Letters From High Latitudes is a travel book written by Lord Dufferin in 1856, recounting the young lord's journey to Iceland, Jan Mayen and Spitzbergen in the schooner Foam.

When Dufferin was only 15 his father died. In consequence he developed a very close relationship with his mother. In the course of the voyage Dufferin created a diary in the form of letters nominally written to his mother. On his return, Lord Dufferin used those letters to write a book about his travels entitled Letters From High Latitudes.

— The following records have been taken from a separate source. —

PR #1150, opened 2016-06-02
Packaging new releases of REX smart proxy plugins

stbenjam:
In the newest releases of our smart proxy plugins, we're supporting RHEL 6.  This accomplished by breaking out the dynflow parts into a separate service called smart_proxy_dynflow_core that runs inside of SCL and uses the smart_proxy_remote_execution_ssh_core.

Very much a WIP.


stbenjam:
Untested so far, once I know these are good I'll open PR's against 1.12 and 1.11 (if we need it, I think we do).

stbenjam:
[test]

rubygem-smart_proxy_dynflow/rubygem-smart_proxy_dynflow.spec
```diff
@@ -15,8 +15,6 @@ Source0: http://rubygems.org/downloads/%{gem_name}-%{version}.gem
 
 Requires: ruby(rubygems)
 Requires: foreman-proxy >= 1.9.0
-Requires: rubygem(dynflow) >= 0.8.6
-Requires: rubygem(dynflow) < 0.9.0
 Requires: rubygem(sqlite3)
 Requires: rubygem(sequel)
```
adamruzicka: If I recall correctly `smart_proxy_dynflow` shouldn't need `sqlite3` nor `sequel`

rubygem-smart_proxy_remote_execution_ssh_core/rubygem-smart_proxy_remote_execution_ssh_core.spec
```diff
@@ -0,0 +1,76 @@
...
+Name: %{?scl_prefix}rubygem-%{gem_name}
+Version: 0.1.1
+Release: 1%{?foremandist}%{?dist}
+Group: Development/Libraries
+License: GPLv3
+URL: http://github.com/theforeman/smart_proxy_remote_execution_ssh
+Source0: http://rubygems.org/downloads/%{gem_name}-%{version}.gem
+Requires: foreman-proxy >= 1.11.0
+
+Requires: %{?scl_prefix}rubygem(smart_proxy_dynflow_core) = 0.1.1
```
adamruzicka: Missing dependencies on `net-ssh <= 2.9.4` and `net-scp`

rubygem-smart_proxy_remote_execution_ssh_core/rubygem-smart_proxy_remote_execution_ssh_core.spec
```diff
@@ -0,0 +1,76 @@
...
+
+Summary: Smart Proxy Remote Execution SSH Core
+Name: %{?scl_prefix}rubygem-%{gem_name}
+Version: 0.1.1
+Release: 1%{?foremandist}%{?dist}
+Group: Development/Libraries
+License: GPLv3
+URL: http://github.com/theforeman/smart_proxy_remote_execution_ssh
+Source0: http://rubygems.org/downloads/%{gem_name}-%{version}.gem
+Requires: foreman-proxy >= 1.11.0
```
adamruzicka: Ditto

rubygem-smart_proxy_dynflow_core/rubygem-smart_proxy_dynflow_core.spec
```diff
@@ -0,0 +1,139 @@
...
+
+Summary: Core Smart Proxy Dynflow Service
+Name: %{?scl_prefix}rubygem-%{gem_name}
+Version: 0.1.1
+Release: 1%{?foremandist}%{?dist}
+Group: Development/Libraries
+License: GPLv3
+URL: http://github.com/theforeman/smart_proxy_dynflow
+Source0: http://rubygems.org/downloads/%{gem_name}-%{version}.gem
+Requires: foreman-proxy >= 1.11.0
```
stbenjam: It does indeed, the service runs as the foreman-proxy user.

adamruzicka: Right, sorry, I missed that

rubygem-smart_proxy_remote_execution_ssh_core/rubygem-smart_proxy_remote_execution_ssh_core.spec
```diff
@@ -0,0 +1,77 @@
...
+Name: %{?scl_prefix}rubygem-%{gem_name}
+Version: 0.1.1
+Release: 1%{?foremandist}%{?dist}
+Group: Development/Libraries
+License: GPLv3
+URL: http://github.com/theforeman/smart_proxy_remote_execution_ssh
+Source0: http://rubygems.org/downloads/%{gem_name}-%{version}.gem
+
+Requires: %{?scl_prefix}rubygem(net-scp)
+Requires: %{?scl_prefix}rubygem(net-ssh) <= 2.9.4
```
stbenjam: @adamruzicka Why do we need <= 2.9.4? We don't have this available and conflicts with foreman's version (3.0.x) - I think we need to be on the same release for this to work right

stbenjam: Ah I see, because we used to require older ruby.  Newer net-ssh should be ok in SCL: https://github.com/theforeman/smart_proxy_remote_execution_ssh/pull/25

adamruzicka:
@stbenjam yeah, it was because of older rubies in case the core would run as part of the proxy

rubygem-smart_proxy_remote_execution_ssh_core/rubygem-smart_proxy_remote_execution_ssh_core.spec
adamruzicka: @stbenjam yeah, it was because of older rubies in case the core would run as part of the proxy

stbenjam:
Packages are green, and services start on EL7.  I'll begin testing el6 this afternoon, to make sure its init files and such work.  @adamruzicka I seem to be having an issue where I get no SSH feature on the proxy, do you know why? It's enabled in /etc/foreman-proxy/settings.d, I only have a Dynflow service.

I'd greatly appreciate additional reviews of the spec files, this packaging is a bit complicated, especially your feedback @domcleal.

This PR updates smart_proxy_dynflow, and smart_proxy_remote_execution_ssh and adds respective _core parts which run inside SCL.

adamruzicka:
@stbenjam I don't recall ever seeing that, I'll look into it tomorrow morning

adamruzicka:
@stbenjam After tweaking some config files to fit into my setup it works for me on el7.

Also shouldn't `smart_proxy_dynflow_core` rpm provide a path in `/etc` where its config should reside along with either sane defaults or an example file?

> I seem to be having an issue where I get no SSH feature on the proxy

Does the `~foreman-proxy/.ssh/id_rsa_foreman_proxy{,.pub}` exist on your machine? If not, it might be the reason why you're missing the ssh feature on the proxy. Debug log from proxy might help to pinpoint the issue more accurately.

rubygem-smart_proxy_dynflow_core/rubygem-smart_proxy_dynflow_core.spec
```diff
@@ -0,0 +1,142 @@
...
+Summary:    Documentation for rubygem-%{gem_name}
+
+%description doc
+This package contains documentation for rubygem-%{gem_name}.
+
+%prep
+%setup -n %{pkg_name}-%{version} -q -c -T
+mkdir -p .%{gem_dir}
+%{?scl:scl enable %{scl} "}
+gem install --local --install-dir .%{gem_dir} \
```
domcleal: prefer `%{gem_install}`

rubygem-smart_proxy_dynflow_core/rubygem-smart_proxy_dynflow_core.spec
```diff
@@ -0,0 +1,142 @@
...
+            --force %{SOURCE0} --no-rdoc --no-ri
+%{?scl:"}
+
+%build
+sed -ri '1sX(/usr/bin/ruby|/usr/bin/env ruby)X/usr/bin/%{?scl:%{scl_prefix}}rubyX' %{_builddir}/%{pkg_name}-%{version}/%{gem_instdir}/bin/%{service_name}
```
domcleal: You should already be in the builddir here, so `./%{gem_instdir}`

rubygem-smart_proxy_dynflow_core/rubygem-smart_proxy_dynflow_core.spec
```diff
@@ -0,0 +1,142 @@
...
+
+# switches to bundler_ext instead of bundler and uses bundler.d from /etc/foreman-proxy/dynflow/bundler.d
+mv %{_builddir}/%{pkg_name}-%{version}/%{gem_instdir}/Gemfile %{_builddir}/%{pkg_name}-%{version}/%{gem_instdir}/Gemfile.in
+sed -ri 'sX\#\{File\.dirname\(__FILE__\)\}/bundler\.d/\*\.rbX%{_sysconfdir}/foreman-proxy/dynflow/bundler.d/*.rbX' %{_builddir}/%{pkg_name}-%{version}/%{gem_instdir}/Gemfile.in
+
+%install
+mkdir -p %{buildroot}%{_sysconfdir}/foreman-proxy/dynflow/bundler.d
```
domcleal: Should be in datadir like other bundler.d files?

rubygem-smart_proxy_dynflow_core/rubygem-smart_proxy_dynflow_core.spec
```diff
@@ -0,0 +1,142 @@
...
+        %{buildroot}%{gem_dir}/
+
+#copy init scripts and sysconfigs
+%if 0%{?rhel} == 6
+install -Dp -m0755 %{buildroot}%{gem_instdir}/deploy/%{service_name}.init %{buildroot}%{_root_initddir}/%{service_name}
+%else
+install -Dp -m0644 %{buildroot}%{gem_instdir}/deploy/%{service_name}.service %{buildroot}%{_unitdir}/%{service_name}.service
+%endif
+mkdir -p %{buildroot}%{_scl_root}%{bin_dir}
+ln -sv %{gem_instdir}/bin/%{service_name} %{buildroot}%{_scl_root}%{bin_dir}/%{service_name}
```
domcleal: This should be a binstub, but if you use the gem_install macro then it should install correctly.

rubygem-smart_proxy_dynflow_core/rubygem-smart_proxy_dynflow_core.spec
```diff
@@ -0,0 +1,142 @@
...
+
+%files
+%dir %{gem_instdir}
+%dir %{_sysconfdir}/foreman-proxy/dynflow/bundler.d
+%exclude %{gem_instdir}/.*
+%{gem_libdir}
+%{gem_instdir}/bin
+%{gem_instdir}/config
+%{gem_instdir}/Gemfile.in
+%{gem_instdir}/smart_proxy_dynflow_core.gemspec
```
domcleal: -doc

rubygem-smart_proxy_remote_execution_ssh_core/rubygem-smart_proxy_remote_execution_ssh_core.spec
```diff
@@ -0,0 +1,77 @@
...
+Summary:    Documentation for rubygem-%{gem_name}
+
+%description doc
+This package contains documentation for rubygem-%{gem_name}.
+
+%prep
+%setup -n %{pkg_name}-%{version} -q -c -T
+mkdir -p .%{gem_dir}
+%{?scl:scl enable %{scl} "}
+gem install --local --install-dir .%{gem_dir} \
```
domcleal: ditto, prefer %gem_install

domcleal:
The update is missing comps and rel-eng updates for fedora24 tags too.

rubygem-smart_proxy_dynflow_core/rubygem-smart_proxy_dynflow_core.spec
adamruzicka: I'm pretty sure this is a path in which plugins for the core should drop their files so they get loaded when bundler requires gems when the core starts.

domcleal: Right, so that should probably be in the datadir (like Foreman and the smart proxy), it's not really a user configuration file.

stbenjam: Right, but foreman and smart proxy are a bit different.  `smart_proxy_dynflow_core`'s  directory is versioned, `/opt/theforeman/tfm/root/usr/share/gems/gems/smart_proxy_dynflow_core-0.1.1`, and we don't want to lock remote_execution_ssh_core and dynflow_core versions together, which is the only way I could think of to ensure we know the path.  That's why we decided to use sysconfdir.  Is there a better suggestion?

stbenjam:
>  Also shouldn't smart_proxy_dynflow_core rpm provide a path in /etc where its config should reside along with either sane defaults or an example file?

@adamruzicka Can you clarify what this file should be and where I should put it? Is there an example in the gem?

>>  I seem to be having an issue where I get no SSH feature on the proxy

> Does the ~foreman-proxy/.ssh/id_rsa_foreman_proxy{,.pub} exist on your machine? If not, it might be the reason why you're missing the ssh feature on the proxy. Debug log from proxy might help to pinpoint the issue more accurately.

Yea, I generated SSH keys.

rubygem-smart_proxy_dynflow_core/rubygem-smart_proxy_dynflow_core.spec
stbenjam: Would it make sense to use datadir and only store the bunder.d there but keep the ruby code in the gem dir? Foreman and smart proxy seem to get it all in the same place.

adamruzicka:
@stbenjam There's `settings.yml.example` in config directory in `smart_proxy_dynflow_core` gem. The core looks for it in `/etc/smart_proxy_dynflow_core`, `~/.config/smart_proxy_dynflow_core` and in `$gemdir/config`. I'd put it in the `/etc/` one

rubygem-smart_proxy_dynflow_core/rubygem-smart_proxy_dynflow_core.spec
domcleal: > Would it make sense to use datadir and only store the bunder.d there but keep the ruby code in the gem dir?

Yep, I think that's probably best - e.g. %{_datadir}/%{gem_name}

rubygem-smart_proxy_dynflow_core/rubygem-smart_proxy_dynflow_core.spec
stbenjam: What's -doc mean?

domcleal: Sorry. Please move this file to the -doc subpackage, it isn't required at runtime (only %gem_spec is).

stbenjam: Hmm, I thought it was actually needed, I see the gem_spec is included in the package but it gets deployed to:

/opt/theforeman/tfm/root/usr/share/gems/specifications/smart_proxy_dynflow_core-0.1.1.gemspec

And that didn't work for me with the Gemfile specifying `gemspec`, which is why I put it in the root dir.  Maybe I'm mistaken, I'll look again.

domcleal: Oh, if this relies on the Gemfile with `gemspec` to boot the application then yes, you would need the gemspec here. In that case it's bizarre that it's packaged as a rubygem if that's not how it's invoked.  How is this code loaded, only through a service?

stbenjam: > In that case it's bizarre that it's packaged as a rubygem if that's not how it's invoked. How is this code loaded, only through a service?

Correct, it's a Sinatra application like the smart-proxy (which also seems to actually be a gem too?).

The smart_proxy_dynflow is a gem that gets loaded into the proxy, and _core is the service components. It's a little odd, I guess. I think they did it this way so the code could stay in the same repo? @adamruzicka could probably clarify.

stbenjam: Oh sorry, I know why it's a gem.  If you're using a newer ruby, and smart_proxy_dynflow and smart_proxy_dynflow_core are running in the same ruby environment (say on el7 where the ruby is new enough), then you don't actually need to use the separate service.

We're not *currently* using that feature, but could in the future.

stbenjam:
Should be red until I get in https://github.com/theforeman/smart_proxy_dynflow/pull/18

stbenjam:
@domcleal When I removed the explicit ln, and even with executables set in the gemspec, I don't get a stub in the SCL bin dir:

```
    File not found: /builddir/build/BUILDROOT/tfm-rubygem-smart_proxy_dynflow_core-0.1.1-1.fm1_13.git.0.b3cffb2.el7.noarch/opt/theforeman/tfm/root/usr/bin/smart_proxy_dynflow_core
```

Any idea why?

domcleal:
The files under _bindir probably need copying in %files from the build dir to the install root, like it does with %{gem_dir}. Check other spec files that include binaries or the gem2rpm templates.

stbenjam:
Thanks, got it.  Packaging looks better, ready for another look.  Please don't merge until we solve http://projects.theforeman.org/issues/15424.

rubygem-smart_proxy_dynflow_core/rubygem-smart_proxy_dynflow_core.spec
```diff
@@ -0,0 +1,148 @@
...
+
+%build
+sed -ri '1sX(/usr/bin/ruby|/usr/bin/env ruby)X/usr/bin/%{?scl:%{scl_prefix}}rubyX' ./%{gem_instdir}/bin/%{service_name}
+
+# switches to bundler_ext instead of bundler
+mv %{_builddir}/%{pkg_name}-%{version}/%{gem_instdir}/Gemfile ./%{gem_instdir}/Gemfile.in
+sed -ri 'sX\#\{File\.dirname\(__FILE__\)\}/bundler\.d/\*\.rbX%{_datadir}/%{gem_name}/bundler.d/*.rbX' ./%{gem_instdir}/Gemfile.in
+
+# switch to SCL directory for config
+sed -ri 'sX/etcX%{_sysconfdir}X' ./%{gem_instdir}/lib/%{gem_name}/*.rb
```
iNecas: I wonder if we could place the configs to some etc directory such as `/etc/foreman-proxy/smart_proxy_dynflow_core` instead of `/opt/theforeman/tfm/root/etc/smart_proxy_dynflow_core`.

iNecas: It was a bit surprising to find the config files somewhere else

stbenjam: Yea, I meant to ask about that. The `%{_sysconfdir}` macro is set for the SCL root.  I can hardcode `/etc` I guess.

stbenjam: @iNecas Do you have any thoughts about the binary location as well?

It's in /opt/theforeman/tfm/root/usr/bin/smart_proxy_dynflow_core.

I was mostly following http://developers.redhat.com/blog/2014/08/26/how-package-initscripts-unit-files-software-collections/, which does keep SCL packages strictly confined to the scl root.

Do you have opinions on this @domcleal?

iNecas: I don't have preferrence about the executable. It's just about the configuration file that seems a bit odd located, but we could probably live with this.

iNecas: Anyway, based on the link you've sent, it seems people do it that way.

rubygem-smart_proxy_dynflow_core/rubygem-smart_proxy_dynflow_core.spec
```diff
@@ -0,0 +1,148 @@
...
+
+%prep
+%setup -n %{pkg_name}-%{version} -q -c -T
+mkdir -p .%{gem_dir}
+%{?scl:scl enable %{scl} - <<EOF}
+%gem_install -n %{SOURCE0}
+%{?scl:EOF}
+
+%build
+sed -ri '1sX(/usr/bin/ruby|/usr/bin/env ruby)X/usr/bin/%{?scl:%{scl_prefix}}rubyX' ./%{gem_instdir}/bin/%{service_name}
```
domcleal: I don't think this is editing the correct file, it should be the binstub as that's the command that's executed (the entrypoint), and it just loads this file in gem_instdir.

rubygem-smart_proxy_dynflow_core/rubygem-smart_proxy_dynflow_core.spec
```diff
@@ -0,0 +1,148 @@
...
+mkdir -p %{buildroot}%{_sysconfdir}/smart_proxy_dynflow_core
+cp -pa .%{gem_instdir}/config/settings.yml.example %{buildroot}%{_sysconfdir}/smart_proxy_dynflow_core/settings.yml
+
+#copy init scripts and sysconfigs
+%if 0%{?rhel} == 6
+install -Dp -m0755 %{buildroot}%{gem_instdir}/deploy/%{service_name}.init %{buildroot}%{_root_initddir}/%{service_name}
+%else
+install -Dp -m0644 %{buildroot}%{gem_instdir}/deploy/%{service_name}.service %{buildroot}%{_unitdir}/%{service_name}.service
+%endif
+mkdir -p %{buildroot}%{_scl_root}%{bin_dir}
```
domcleal: unused?  (Then remove bin_dir too, please.)

rubygem-smart_proxy_dynflow_core/rubygem-smart_proxy_dynflow_core.spec
```diff
@@ -0,0 +1,148 @@
...
+mkdir -p .%{gem_dir}
+%{?scl:scl enable %{scl} - <<EOF}
+%gem_install -n %{SOURCE0}
+%{?scl:EOF}
+
+%build
+sed -ri '1sX(/usr/bin/ruby|/usr/bin/env ruby)X/usr/bin/%{?scl:%{scl_prefix}}rubyX' ./%{gem_instdir}/bin/%{service_name}
+
+# switches to bundler_ext instead of bundler
+mv %{_builddir}/%{pkg_name}-%{version}/%{gem_instdir}/Gemfile ./%{gem_instdir}/Gemfile.in
```
domcleal: The first argument should also use `./%{gem_instdir}`

rubygem-smart_proxy_dynflow_core/rubygem-smart_proxy_dynflow_core.spec
```diff
@@ -0,0 +1,148 @@
...
+sed -ri 'sX\#\{File\.dirname\(__FILE__\)\}/bundler\.d/\*\.rbX%{_datadir}/%{gem_name}/bundler.d/*.rbX' ./%{gem_instdir}/Gemfile.in
```
domcleal: Use a patch for this as it'll fail nicely when the source code changes, while the sed will fail quietly.

rubygem-smart_proxy_dynflow_core/rubygem-smart_proxy_dynflow_core.spec
domcleal: If these are user-editable files, you could put them in `%{root_sysconfdir}` as we do this already with Hammer gem packages. It's not self-contained into the SCL, but I don't think it's your intention to ensure it is self-contained (so you could have multiple versions of this package installed).  It's probably better to use `/etc`.

rubygem-smart_proxy_dynflow_core/rubygem-smart_proxy_dynflow_core.spec
```diff
@@ -0,0 +1,148 @@
...
+mkdir -p %{buildroot}%{_bindir}
+cp -pa .%{_bindir}/smart_proxy_dynflow_core %{buildroot}%{_bindir}/smart_proxy_dynflow_core
+mkdir -p %{buildroot}%{_sysconfdir}/smart_proxy_dynflow_core
+cp -pa .%{gem_instdir}/config/settings.yml.example %{buildroot}%{_sysconfdir}/smart_proxy_dynflow_core/settings.yml
+
+#copy init scripts and sysconfigs
+%if 0%{?rhel} == 6
+install -Dp -m0755 %{buildroot}%{gem_instdir}/deploy/%{service_name}.init %{buildroot}%{_root_initddir}/%{service_name}
+%else
+install -Dp -m0644 %{buildroot}%{gem_instdir}/deploy/%{service_name}.service %{buildroot}%{_unitdir}/%{service_name}.service
```
domcleal: This unit file (and also the init script) contains SCL specifics which won't work on Fedora and shouldn't really be in the source.  I'd prefer:

1. Remove the scl enable from the scripts/unit files
2. Move the `smart_proxy_dynflow_core` binstub from the SCL bindir to the root bindir, like we do with Hammer, so it's installed at /usr/bin/smart_proxy_dynflow_core.  (Like the above discussion about configs, this means it's not contained in the SCL.)
3. Fix the comment at https://github.com/theforeman/foreman-packaging/pull/1150/files#r67669806 so the binstub gets the /usr/bin/tfm-ruby shebang line, then the unit file doesn't need to enable the SCL.

or

1. Put separate SCL/non-SCL unit files into either the gem or the packaging repo (preferably, since everything's OS-specific).

rubygem-smart_proxy_dynflow_core/rubygem-smart_proxy_dynflow_core.spec
```diff
@@ -0,0 +1,148 @@
...
+
+# switch to SCL directory for config
+sed -ri 'sX/etcX%{_sysconfdir}X' ./%{gem_instdir}/lib/%{gem_name}/*.rb
+
+%install
+mkdir -p %{buildroot}%{_datadir}/%{gem_name}/bundler.d
+mkdir -p %{buildroot}%{gem_dir}
+cp -a .%{gem_dir}/* %{buildroot}%{gem_dir}/
+mkdir -p %{buildroot}%{_bindir}
+cp -pa .%{_bindir}/smart_proxy_dynflow_core %{buildroot}%{_bindir}/smart_proxy_dynflow_core
```
domcleal: I'd suggest copying `%{_bindir}/*` and leave %files as it is with a specific filename - then you'll get a build error if new binaries are added to the gem but we've not packaged/expected them.

rubygem-smart_proxy_dynflow_core/rubygem-smart_proxy_dynflow_core.spec
domcleal: OK, thanks for the explanation, that clears up my confusion about other parts of the spec.

domcleal:
A couple of more general points:

1) The upgrade path looks unclear to me, how will the new *_core packages be installed for users with the existing ones installed?
2) It may be worth removing the non-SCL rubygem-dynflow at the same time, obsoleting it in the upgrade path.

iNecas:
1) the migration means the user needs to install the *_core package and make sure the service is running. I'm not sure we can handle this in the packaging, we have a PR opened in puppet modules to make the migration easier https://github.com/theforeman/puppet-foreman_proxy/pull/258

stbenjam:
Foreman-only users generally don't run the installer, although we can recommend it in the release announcement I guess.  We could also explicitly require the _core packages on the non-SCL gems so at least they get installed? The core settings.yml would still be problem though, as it needs the SSL certs configuration.

rubygem-smart_proxy_dynflow_core/rubygem-smart_proxy_dynflow_core.spec
stbenjam: Done, no longer confined to SCL. User-editable config is /etc (eliminating the need for the patch you mentioned), and the binary is in /usr/bin.

iNecas:
Tested and works well. :+1: from me

stbenjam:
Just a small change, `_core` are required by the non-core parts, as we don't support any other case and this addresses the upgrade case.  Users will still need to run the installer, but we'll talk about this in our docs (and it's already mentioned in the foreman docs to do this on an upgrade).

stbenjam:
This should be good to go, for 1.11 + 1.12 + nightly.

rubygem-smart_proxy_dynflow_core/rubygem-smart_proxy_dynflow_core.spec
```diff
@@ -0,0 +1,149 @@
...
+%endif
+
+%exclude %{gem_instdir}/deploy
+
+%files doc
+%doc %{gem_docdir}
+%doc %{gem_instdir}/LICENSE
+
+%changelog
+* Thu May 26 2016 Stephen Benjamin <stephen@redhat.com> 0.1.1-1
```
domcleal: 0.1.3, or leave it out for tito

rubygem-smart_proxy_dynflow/rubygem-smart_proxy_dynflow.spec
```diff
@@ -6,19 +6,21 @@
...
-Requires: rubygem(dynflow) >= 0.8.6
-Requires: rubygem(dynflow) < 0.9.0
-Requires: rubygem(sqlite3)
-Requires: rubygem(sequel)
+Requires: foreman-proxy >= 1.11.0
+
+%if 0%{?fedora}
+Requires: rubygem-smart_proxy_dynflow_core
+%else
+Requires: tfm-rubygem-smart_proxy_dynflow_core
```
domcleal: It might be worth adding `= %{version}` here so you ensure the two packages are in lock-step with each other in case there are internal API changes, and don't get out of sync - especially considering they have different prefixes, it's possible that somebody updates one without the other.

If so, prefer the `rubygem(..)` form as it doesn't include an epoch, i.e.

    Requires: rubygem(smart_proxy_dynflow_core) = %{version}

rubygem-smart_proxy_remote_execution_ssh/rubygem-smart_proxy_remote_execution_ssh.spec
```diff
@@ -6,21 +6,25 @@
...
 URL: https://github.com/theforeman/smart_proxy_remote_execution_ssh
 Source0: http://rubygems.org/downloads/%{gem_name}-%{version}.gem
 
-Requires: foreman-proxy >= 1.9.0
-Requires: rubygem(smart_proxy_dynflow) >= 0.0.3
-Requires: rubygem(smart_proxy_dynflow) < 0.1.0
+%if 0%{?fedora}
+Requires: rubygem-smart_proxy_remote_execution_ssh_core
+%else
+Requires: tfm-rubygem-smart_proxy_remote_execution_ssh_core
```
domcleal: ditto, re using `= %{version}`

domcleal:
Could you rebase the PR please?

> This should be good to go, for 1.11 + 1.12 + nightly.

Are you sure you want to push this to 1.11 and 1.12 immediately, both without installer changes and without testing it on nightly?

rubygem-smart_proxy_dynflow/rubygem-smart_proxy_dynflow.spec
stbenjam: Updated, but how do I use the form of rubygem(..) for the SCL requirement?  Not sure I understand what you mean by not including the epoch/why implication that has.

stbenjam:
>> This should be good to go, for 1.11 + 1.12 + nightly.
> Are you sure you want to push this to 1.11 and 1.12 immediately, both without installer changes and without testing it on nightly?

We've tested it, but I guess let's just put it in nightly for now.

rubygem-smart_proxy_dynflow/rubygem-smart_proxy_dynflow.spec
```diff
@@ -6,19 +6,21 @@
...
-Requires: rubygem(dynflow) >= 0.8.6
-Requires: rubygem(dynflow) < 0.9.0
-Requires: rubygem(sqlite3)
-Requires: rubygem(sequel)
+Requires: foreman-proxy >= 1.11.0
+
+%if 0%{?fedora}
+Requires: rubygem(smart_proxy_dynflow_core) = %{version}
+%else
+Requires: tfm-rubygem-smart_proxy_dynflow_core = %{version}
```
domcleal: `tfm-rubygem(smart_proxy_dynflow_core)`

rubygem-smart_proxy_remote_execution_ssh/rubygem-smart_proxy_remote_execution_ssh.spec
```diff
@@ -6,21 +6,25 @@
...
 URL: https://github.com/theforeman/smart_proxy_remote_execution_ssh
 Source0: http://rubygems.org/downloads/%{gem_name}-%{version}.gem
 
-Requires: foreman-proxy >= 1.9.0
-Requires: rubygem(smart_proxy_dynflow) >= 0.0.3
-Requires: rubygem(smart_proxy_dynflow) < 0.1.0
+%if 0%{?fedora}
+Requires: rubygem(smart_proxy_remote_execution_ssh_core) = %{version}
+%else
+Requires: tfm-rubygem-smart_proxy_remote_execution_ssh_core = %{version}
```
domcleal: `tfm-rubygem(smart_proxy_remote_execution_ssh_core)`

rubygem-smart_proxy_dynflow/rubygem-smart_proxy_dynflow.spec
domcleal: Just tfm-rubygem(..), I added inline comments.

The epoch thing is just an implementation difference in the version number of the `rubygem(x)` provide versus the actual `rubygem-x` package version - it's more reliable to require the former style than the latter. If a package adds an epoch (i.e. rubygem-concurrent-ruby) then the rubygem(x) provide doesn't include it, so the requirements from other packages still work.

stbenjam: Oh I see, thanks, updated

domcleal:
Merged and building for nightlies, thanks @stbenjam.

Lord Dufferin commissioned the schooner Foam with the first objective of visiting Iceland. He visited the then-minuscule Reykjavík, the plains of Þingvellir, and Geysir. While Dufferin was at Geysir Prince Napoleon arrived on the yacht Reine Hortense with his entourage. Upon his return to Reykjavík Dufferin was invited to join Prince Napoleon aboard his royal steamer La Reine Hortense. Prince Napoleon offered that the Foam be towed north as the French were on an expedition to the same region. The collier traveling with La Reine Hortense was damaged which required the French to abandon their investigations. Dufferin then set sail for Jan Mayen Island where he had to land by small boat. He wrote that he left a tin of trinkets on the island. From Jan Mayen, the Foam sailed to northern Norway, stopping at Hammerfest, before sailing for Spitzbergen.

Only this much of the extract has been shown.